[[ TASK INPUTS open ]]

Issue #430, opened 2023-01-18
Chart not displaying the first value


danielfdsilva:
The charts in the analysis page are showing the first value outside the available chart area and it is not possible to access it.
In the example below it is not possible to select `2021/09`

<img width="699" alt="image" src="https://user-images.githubusercontent.com/1090606/213211215-5d72b77f-f2c0-41bc-95b1-2f4b6e2fec25.png">

URL: http://localhost:9000/covid-19/analysis/results?start=2021-09-22T00%3A00%3A00.000Z&end=2023-01-06T00%3A00%3A00.000Z&datasetsLayers=no2-monthly&aoi=znpsMmytzFe`fMgjAdyFljcC|~sK`dY

danielfdsilva:
@nerik The data is fetched taking into account the item's start and end date (internal stac item properties). Since the item represents a monthly time period it starts a `2021-09-01` and ends at `2021-09-30` that is why t shows up.
This would also happen if the dataset was yearly. In that case you'd get back a dataset from  `2021-01-01`. This is technically correct but a tricky issue.

My guess is that the brush area should be expanded to include the fetched data. Thoughts?

PR #435, opened 2023-01-23
Include min and max dates of all datasets in brush domain

nerik:
Fix for https://github.com/NASA-IMPACT/veda-ui/issues/430

Screenshot 2023-01-23 at 11 16 51

### DIFF
--- a/app/scripts/components/analysis/results/index.tsx
+++ b/app/scripts/components/analysis/results/index.tsx
@@ -133,16 +133,28 @@ export default function AnalysisResults() {
 
   const availableDomain: [Date, Date] | null = useMemo(() => {
     if (!start || !end) return null;
+    let minDate = +start;
+    let maxDate = +end;
+    requestStatus.forEach((item) => {
+      if (item.data?.timeseries) {
+        const itemDates = item.data.timeseries.map((t) => +new Date(t.date));
+        const itemMin = min(itemDates) ?? Number.POSITIVE_INFINITY;
+        const itemMax = max(itemDates) ?? Number.NEGATIVE_INFINITY;
+        if (itemMin < minDate) minDate = itemMin;
+        if (itemMax > maxDate) maxDate = itemMax;
+      }
+    });
+
     const onlySingleValues = requestStatus.every(
       (rs) => rs.data?.timeseries.length === 1
     );
-    if (!onlySingleValues) return [start, end];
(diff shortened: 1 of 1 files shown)


app/scripts/components/analysis/results/index.tsx
```diff
@@ -133,16 +133,28 @@ export default function AnalysisResults() {
...
+    let maxDate = +end;
+    requestStatus.forEach((item) => {
+      if (item.data?.timeseries) {
+        const itemDates = item.data.timeseries.map((t) => +new Date(t.date));
+        const itemMin = min(itemDates) ?? Number.POSITIVE_INFINITY;
+        const itemMax = max(itemDates) ?? Number.NEGATIVE_INFINITY;
+        if (itemMin < minDate) minDate = itemMin;
+        if (itemMax > maxDate) maxDate = itemMax;
+      }
+    });
```
danielfdsilva, line 146: @nerik Thoughts on using reduce to not mutate values?

```suggestion

    const { minDate, maxDate } = requestStatus.reduce(
      (acc, item) => {
        if (item.data?.timeseries) {
          const itemDates = item.data.timeseries.map((t) => +new Date(t.date));
          const itemMin = min(itemDates) ?? Number.POSITIVE_INFINITY;
          const itemMax = max(itemDates) ?? Number.NEGATIVE_INFINITY;

          return {
            minDate: itemMin < acc.minDate ? itemMin : acc.minDate,
            maxDate: itemMax > acc.maxDate ? itemMax : acc.maxDate
          };
        }
        return acc;
      },
      { minDate: +start, maxDate: +end }
    );
```

nerik: In that specific case (correct me if I'm wrong), there are no mutating values as minDate and maxDate are primitive data types and thus immutable. I avoid using `reduce` when not forced to, as it is slightly harder to reason about than other looping structures, but it's really down to personal preference. Maybe it's good to make a habit of using reduce for the majority of cases where you'd actually be mutating something. 

You have the final word.

danielfdsilva: You're right, nothing is mutating just re-assigning values. I tend to avoid this since it may be really hard to know how may times things get changed, and I like to consistently not do it unless necessary. But then again, this is such a small case that it really is matter of personal preference.
Will update just to keep consistent with other parts of the app.

danielfdsilva (approved):

PR #438, opened 2023-01-24
Add support for multiple polygons in the AOI tool

danielfdsilva:
This is exactly the same pull request as https://github.com/NASA-IMPACT/veda-ui/pull/434

I merged the other one, but then reverted since this is a big feature and would really benefit from some more formal QA.
Apologies for the confusion.

Original issue  #423

### DIFF
--- a/app/scripts/components/analysis/define/use-custom-aoi.ts
+++ b/app/scripts/components/analysis/define/use-custom-aoi.ts
@@ -4,7 +4,7 @@ import shp from 'shpjs';
 import simplify from 'simplify-js';
 import { multiPolygonToPolygons } from '../utils';
 
-import { featureCollection } from '$components/common/aoi/utils';
+import { makeFeatureCollection } from '$components/common/aoi/utils';
 import { round } from '$utils/format';
 
 const extensions = ['geojson', 'json', 'zip'];
@@ -45,14 +45,15 @@ function useCustomAoI() {
   const [uploadFileError, setUploadFileError] = useState<string | null>(null);
   const [uploadFileWarnings, setUploadFileWarnings] = useState<string[]>([]);
   const reader = useRef<FileReader>();
-  const [fc, setFc] = useState<FeatureCollection | null>(null);
+  const [featureCollection, setFeatureCollection] =
+    useState<FeatureCollection | null>(null);
 
   useEffect(() => {
     reader.current = new FileReader();
 
     const setError = (error: string) => {
       setUploadFileError(error);
-      setFc(null);
+      setFeatureCollection(null);
       setUploadFileWarnings([]);
     };
 
@@ -118,7 +119,6 @@ function useCustomAoI() {
         return;
       }
 
-
       // Simplify features;
       const originalTotalFeaturePoints = features.reduce(
         (acc, f) => acc + getNumPoints(f),
@@ -128,7 +128,7 @@ function useCustomAoI() {
       let tolerance = 0.001;
       let simplifiedFeatures = [...features];
 
-      while (numPoints > 200 || tolerance > 5) {
+      while (numPoints > 200 && tolerance < 5) {
         simplifiedFeatures = simplifiedFeatures.map((feature) =>
           simplifyFeature(feature, tolerance)
         );
@@ -150,8 +150,8 @@ function useCustomAoI() {
 
       setUploadFileWarnings(warnings);
       setUploadFileError(null);
-      setFc(
-        featureCollection(
+      setFeatureCollection(
+        makeFeatureCollection(
           simplifiedFeatures.map((feat, i) => ({
             id: `aoi-upload-${i}`,
             ...feat
@@ -203,14 +203,14 @@ function useCustomAoI() {
   }, []);
 
   const reset = useCallback(() => {
-    setFc(null);
+    setFeatureCollection(null);
     setUploadFileWarnings([]);
     setUploadFileError(null);
     setFileInfo(null);
   }, []);
 
   return {
-    fc,
+    featureCollection,
     onUploadFile,
     uploadFileError,
     uploadFileWarnings,
--- a/app/scripts/components/analysis/define/use-custom-aoi.ts
+++ b/app/scripts/components/analysis/define/use-custom-aoi.ts
@@ -89,12 +89,12 @@ function useCustomAoI() {
         ];
       }
 
-      if (feature.geometry.type === 'MultiPolygon') {
+      if (feature.geometry.type === 'MultiPolygon' || (feature.geometry.type === 'Polygon' && feature.geometry.coordinates.length > 1)) {
         warnings = [
           ...warnings,
           'Files containing multiple polygons are not supported. Only the first polygon will be used.'
         ];
-        feature = multiPolygonToPolygon(feature as Feature<MultiPolygon>);
+        feature = multiPolygonToPolygon(feature as Feature<MultiPolygon | Polygon>);
       } else if (feature.geometry.type !== 'Polygon') {
         setError(
           'Wrong geometry type. Only polygons or multi polygons are accepted.'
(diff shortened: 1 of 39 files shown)


danielfdsilva:
The remaining thing on this feature is to improve the AOI controls. I had a discussion with @ricardoduplos about this and will implement as follows:

- The aoi controls will be placed on top of the map, so that they're placed within their context of use.
- There will be a button group for edit/selection modes, so it is clear which one of th two is active
- To delete features and vertices a popup with a trash icon will be shown when said elements are selected. (bringing the action to the source)

danielfdsilva:
This is now ready for a formal review and QA.

Besides supporting drawing multiple polygons, the map controls and behaviour were improved.

image
The buttons were placed on top of the map for ease of access.
- The button group allows the user to toggle between selection and edition mode
- The clock back button will clear the whole map.

@ricardoduplos Do these icons make sense?

popover
The delete option was moved to a map popover. When selecting a vertex the popover appears on top of it and only that vertex is deleted. When selecting a whole feature, the popover appears in its centroid and the whole feature is removed.

---
### Custom popover

The popover is custom built, instead of using the mapbox one. This has some advantages:
- Easier to style and allows us to more easily use React to add contents.
- Includes in and out animations.
- Since it is not inside the map, it can overflow it. Not relevant for a trash button, but it would be if it was a popover with content.

I had created this popover for another project and just improved the code / migrated to typescript. There are probably improvements that can be done to it. Suggestions are welcome.

image

danielfdsilva:
@karitotp Adding you as a reviewer for QA

danielfdsilva:
Addressed #444. cc @Catalina-Moller

hanbyul-here:
The custom popover seems a bit clunky. When I scroll up and down, the popover jumps. 

https://user-images.githubusercontent.com/4583806/215212251-22d06a6e-e6db-402b-bdcf-b771a435e477.mov

danielfdsilva:
@hanbyul-here This was happening because when the header shrunk the body height changed and the popover's position was not being updated. Added a `ResizeObserver` that tracks the change and the issue is fixed.

ricardoduplos (approved):

app/scripts/components/common/mapbox/mb-popover/styled.ts
```diff
@@ -0,0 +1,241 @@
+import styled, { css } from 'styled-components';
+import { glsp, multiply, themeVal } from '@devseed-ui/theme-provider';
```
hanbyul-here, line 2:
```suggestion
import { glsp, themeVal } from '@devseed-ui/theme-provider';
```

app/scripts/components/analysis/define/use-custom-aoi.ts
```diff
@@ -75,52 +81,83 @@ function useCustomAoI() {
...
+      let numPoints = originalTotalFeaturePoints;
       let tolerance = 0.001;
-      while (numPoints > 2000) {
-        feature = simplifyFeature(feature as Feature<Polygon>, tolerance);
-        numPoints = getNumPoints(feature as Feature<Polygon>);
+      let simplifiedFeatures = [...features];
+
+      while (numPoints > 200 && tolerance < 5) {
+        simplifiedFeatures = simplifiedFeatures.map((feature) =>
+          simplifyFeature(feature, tolerance)
```
hanbyul-here, line 133: I tested with this file (state parks in Hawaii): https://gist.github.com/hanbyul-here/fd587e3cb106a3458b39f78adb69249f , I got a critical error.

I think `simplifyFeature` simplifies polygons to two coordinates level (line), and made `union` function impossible. It might make sense to validate simplified polygons.

danielfdsilva:
@karitotp I can't see your video. It says the `file is corrupt`. however from your description, it seems that you're referring to the following:
image

If that is the case, this is expected and is a feature. It's the behavior described in the comment above under "Custom popover".

app/scripts/components/analysis/define/use-custom-aoi.ts
danielfdsilva: @hanbyul-here You found something very interesting here. That is exactly what was happening and I fixed it by checking that each polygon doesn't get below 4 points.
The other thing that I saw with this dataset is that some of the polygon had rings (holes). That is not something currently supported by the editor, so I added some functionality to remove the holes and warn the user.

image

Even though I don't think this dataset represent a real use case (areas are very small) it was great to use it to test!

@nerik The fact that each feature may be simplified to the point of becoming invalid is really problematic. For now this works, but we should look more closely at that other library you suggested.

danielfdsilva:
@karitotp Once you've finished all your tests and the results are satisfactory please give your approval to the PR. :)

app/scripts/components/analysis/define/use-custom-aoi.ts
hanbyul-here: Yeah, I agree that the dataset is unlikely to be used for the dashboard. 
Thanks for handling the issue! Since the editor can't offer 'ring' type polygons, isn't it better to allow users to upload that type of polygons through the upload modal?

danielfdsilva: The idea is that the different options lead to the same outcome. You'd not be able to edit those polygons properly with the editor, so I don't think we should allow them.
Not sure if having rings would even be a use case when performing analysis.

karitotp:
The simplification of the nodes distorts a lot of the original shape and also generates new small polygons.

hanbyul-here (approved):

danielfdsilva:
I replaced the `simplify-js` module with `@turf/simplify`. Turf uses `simplify-js` under the hood but it can handle features instead of only points, making it behave a bit better.
@karitotp This should prevent new polygons from appearing. Can you check? Also, can you provide your test file for us to check?

I also changed the tolerance multiplier. It was too high and tolerance grew too quickly making changes very drastic. This will decrease performance but shouldn't be noticeable. I also increased the number of allowed points as it was too low. We may need to tweak these values further.

Geometry simplification is not easy, maybe we should think about different approaches like using bboxes for complicated polygons. I don't think that detailed polygons are necessary for this type of analysis as the data may not even have the needed resolution, but this is something that we should confirm.
I'll open an issue to track this. For the time being let's just ensure things don't break drastically.

cc @nerik

nerik:
> Geometry simplification is not easy, maybe we should think about different approaches like using bboxes for complicated polygons.

Have you looked into `mapshaper` eventually?

app/scripts/components/common/aoi/use-aoi-controls.ts
```diff
@@ -16,68 +22,130 @@ export function useAoiControls(initialState: Partial<AoiState> = {}) {
...
+        });
+        break;
+      case 'aoi.select-click':
+        setAoi((state) => {
+          return {
+            ...state,
+            drawing: false,
+            selected: false,
+            selectedContext: undefined,
+            actionOrigin: null
```
nerik, line 62: Throughout that switch statement there's a lot of resetting state going on, could we DRY it a little bit?

```suggestion
            ...DEFAULT_PARAMETERS
```

karitotp:
@danielfdsilva, Now the shape of the original polygons improved, and there are no new polygons. 

I just tested with two files, one with 8 polygons and the other one with only one polygon, and I see that when I tested with the file that has just one polygon the simplification of the geometry is less than a file with more polygons. Is this how simplification works?

Screenshot from 2023-02-01 10-10-35

Here the files that I am using:
[corridors_MX.zip](https://github.com/NASA-IMPACT/veda-ui/files/10558414/corridors_MX.zip)

Another thing, when the file name is big, the upload button gets distorted

Screenshot from 2023-02-01 10-16-19

danielfdsilva:
@karitotp yes. We need to ensure that the total amount of points is below a certain threshold. If there are 8 polygons each one will be simplified more. If there's only one, then then the amount of simplification needed to be below the threshold is less.

karitotp (approved):

nerik (approved):

PR #445, opened 2023-01-30
Add ADR with decision about dashboard v1 architecture

danielfdsilva:


.adr/001-dashboard-v1-architecture.md
```diff
@@ -0,0 +1,88 @@
...
+- Effort and time to implement
+- Support of needed functionalities
+
+## Considered Options
+
+- [1] Maintain current architecture
+- [2] CMS
+- [3] Hybrid
+- [4] Veda Datastore
+
```
hanbyul-here, line 30: I forgot to bring this up last time, but 'Replicability of the instance' (Somebody being able to fork veda-config repo and replace the contents with the same dashboard functionality) should be mentioned somewhere. Users will be able to use the search functionality without extra set up with option [1], but not with [2] or [3]

danielfdsilva: Good call! Will add it

.adr/001-dashboard-v1-architecture.md
```diff
@@ -0,0 +1,96 @@
+# Dashboard V1 architecture
```
hanbyul-here, line 1: nitpick: the title gives the impression that this doc is about the dashboard architecture in total. Can we narrow down the scope of the title to something like "Dashboard search functionality architecture"?

nerik:
Didn't know about ADR, this is great. All good for me content-wise. 

What's the reason for storing those documents under a folder with a dot prefix? Why not under `docs` ?

nerik (approved):

danielfdsilva:
@nerik no reason for the folder - needed one and named it such 😅
The [MADR](https://adr.github.io/madr/) docs use `docs/decisions`. I'm fine using the same, or maybe `docs/adr`?

.adr/001-dashboard-v1-architecture.md
hanbyul-here: Yeah, the decision's impact will be all over the dashboard, but the decision was about how to implement the search functionality. I will suggest 'Dashboard Catalog' or 'Dashboard Search'

hanbyul-here: yup sounds good 👍

danielfdsilva:
@nerik markdown footnotes?! I did not know this! Nice! 👏

hanbyul-here (approved):

danielfdsilva:
@michaelgsuttles You think this doc correctly captures our discussion around the architecture for next iteration?

Additionally, should we rename this to v2 as per our latest discussion?

michaelgsuttles:
This makes sense to me. Question: if we needed a complex site with, say, 300-500 datasets and the ability to search by metadata of the datasets, with some datasets linking to the Analysis Page and some linking to JupyterHub (and some to both), would this solution work for that? Or is there a situation (or tipping point) where we would want to move to a CMS?

danielfdsilva:
With that amount of datasets we'd move to solution 3 - having a third party search system.
We could still load data from the files as we're doing, but we'd probably need to be clever in how we structure our dataset lists.

A CMS becomes more relevant when we want to consider content authoring workflows, with forms, preview, and moving away from GH and a file based storage.

michaelgsuttles:
@danielfdsilva OK perfect! Thanks for the info... It all makes sense to me now :)

michaelgsuttles (approved):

[[ TASK INPUTS closed ]]

■ WHAT TO WORK ON:
Lines from the beginning of the data above through the line containing "t shows up." are to be returned exactly, and no others.

■ TASK RESULT:
Issue #430, opened 2023-01-18
Chart not displaying the first value


danielfdsilva:
The charts in the analysis page are showing the first value outside the available chart area and it is not possible to access it.
In the example below it is not possible to select `2021/09`

<img width="699" alt="image" src="https://user-images.githubusercontent.com/1090606/213211215-5d72b77f-f2c0-41bc-95b1-2f4b6e2fec25.png">

URL: http://localhost:9000/covid-19/analysis/results?start=2021-09-22T00%3A00%3A00.000Z&end=2023-01-06T00%3A00%3A00.000Z&datasetsLayers=no2-monthly&aoi=znpsMmytzFe`fMgjAdyFljcC|~sK`dY

danielfdsilva:
@nerik The data is fetched taking into account the item's start and end date (internal stac item properties). Since the item represents a monthly time period it starts a `2021-09-01` and ends at `2021-09-30` that is why t shows up.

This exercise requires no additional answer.